In "Elements of Set theory" by Enderton 54~55p
We can form something like the Cartesian product of infinitely many sets, provided that the sets are suitably indexed. More specifically, let $I$ be a set (which we will refer to as the index set) and let $H$ be a function whose domain includes $I$. Then for each $i$ in $I$ we have the set $H(i)$; we want the product of the $H(i)$'s for all $i \in I$. We define: $$X_{i\in I} H(i) = \{f\;|\; f \;\text{is a function with domain}\; I \;\text{and}\; (\forall i\in I)f(i)\in H(i)\}.$$
Axiom of Choice $\;$(second form) $\;$For any set $I$ and any function $H$ with domain $I$, if $H(i) \not =\emptyset$ for all $i$ in $I$, then $X_{i\in I} H(i) \not = \emptyset$.

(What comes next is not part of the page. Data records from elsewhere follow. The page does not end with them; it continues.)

PR #405, opened 2017-03-15
Update config.srt

KoenraadM:
Authentication documentation seems to be out of date

### DIFF
--- a/Resources/doc/config.rst
+++ b/Resources/doc/config.rst
@@ -408,7 +408,7 @@ Otherwise you will get a *auth failed* exception.
                     options:
                         username: someuser
                         password: somepass
-                        db: db_you_have_access_to
+                        authSource: db_you_have_access_to
 
     .. code-block:: xml
 
--- a/Resources/doc/config.rst
+++ b/Resources/doc/config.rst
@@ -405,9 +405,10 @@ Otherwise you will get a *auth failed* exception.
             connections:
                 default:
                     server: "mongodb://localhost:27017"
-                    username: someuser
-                    password: somepass
-                    authSource: db_you_have_access_to
+                    options:
+                        username: someuser
+                        password: somepass
+                        db: db_you_have_access_to
 
     .. code-block:: xml
 


Resources/doc/config.rst
```diff
@@ -405,9 +405,10 @@ Otherwise you will get a *auth failed* exception.
             connections:
                 default:
                     server: "mongodb://localhost:27017"
-                    username: someuser
-                    password: somepass
-                    authSource: db_you_have_access_to
+                    options:
+                        username: someuser
+                        password: somepass
+                        db: db_you_have_access_to
```
alcaeus: This needs to be `authSource`, not `db`. There's a difference between them as indicated by the paragraph above this configuration block.

KoenraadM: Hmm, the `authSource` doesn't seem to work for me ... unless I'm doing something wrong.
`Unrecognized option "authSource" under "doctrine_mongodb.connections.app.options"  `

alcaeus: We're having an old problem: the documentation is generated from the master branch, which isn't released yet. I'd assume you're using a stable (3.2) release which doesn't yet have the `authSource` option. We could add a note about the `authSource` option being introduced in an upcoming release.

KoenraadM: Even in the fixtures of 3.2.1 (at least, I haven't checked any other versions) I can't seem to find `authSource`

```
connections:
        conn1:
            server:               mongodb://localhost
            options:
                connect:          true
                connectTimeoutMS: 500
                db:               database_val
                journal:          true
                password:         password_val
                readPreference:   secondaryPreferred
                readPreferenceTags:
                  - { dc: east, use: reporting }
                  - { dc: west }
                  - {  }
                replicaSet:       foo
                slaveOkay:        true
                socketTimeoutMS:  1000
                ssl:              true
                authMechanism:    X509
                username:         username_val
                w:                majority
                wTimeoutMS:       1000
        conn2:
            server: mongodb://otherhost
```

alcaeus: Yes, that's what I said: the current stable release line (3.2) does not yet have the option, it will be introduced in 3.3 once we release that.

KoenraadM: Ah, so if I just change this to authSource, and PR this into master, everything will be fine when master is released? Changing `db` in `authSource` then :D

KoenraadM: But, does that then imply that the current options (user, pass, authSource) is pulled to the parent level too, or am I misunderstanding this?

alcaeus: Yes, the documentation will be correct for master. The documentation was incorrect, even before this was changed in master. 3.2 also has `username`, `password` and other options under an `options` key.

The axiom has the form $\forall i\in I$, if $p(i)$ then $q(i) \iff \forall i$, if $i\in I$ then $(\text{if}\; p(i)\;\text{then}\; q(i))$. In particular, the statement is vacuously true when $I = \emptyset$. Is it necessary that we have this vacuously true part in the axiom?
There's no rule that every axiom in an axiomatization has to be independent of the other axioms. It's perfectly acceptable for an axiom to be provable from other axioms. (It's true that this would be redundant, so it would then be fine to remove the unnecessary axiom from the axiomatization, but there's no need to remove it.)
The same thing applies in the situation you mentioned. The axiom of choice in the form you stated is trivially true if $I = \emptyset.$ So it would be acceptable to replace the axiom
$$\text{"For any set }I\text{ and any function }H\text{ with domain }I\text{,}\\ \text{if }H(i) \not =\emptyset\text{ for all }i \in I\text{, then }\mathop{\vcenter{\huge\times}}_{i\in I} H(i) \not = \emptyset"$$
with
$$\text{"For any }\textbf{non-empty}\text{ set }I\text{ and any function }H\text{ with domain }I\text{,}\\ \text{ if }H(i) \not =\emptyset\text{ for all }i \in I\text{, then }\mathop{\vcenter{\huge\times}}_{i\in I} H(i) \not = \emptyset."$$
In fact, you could require $I$ to be infinite, since the axiom of choice for finite $I$ is provable from the axioms of ZF (without AC).
It wouldn't make any difference in terms of what you could prove.
However, there's a benefit in keeping the axioms as simple and as uniformly applicable as possible, so most people wouldn't want to restate the axiom of choice in this way.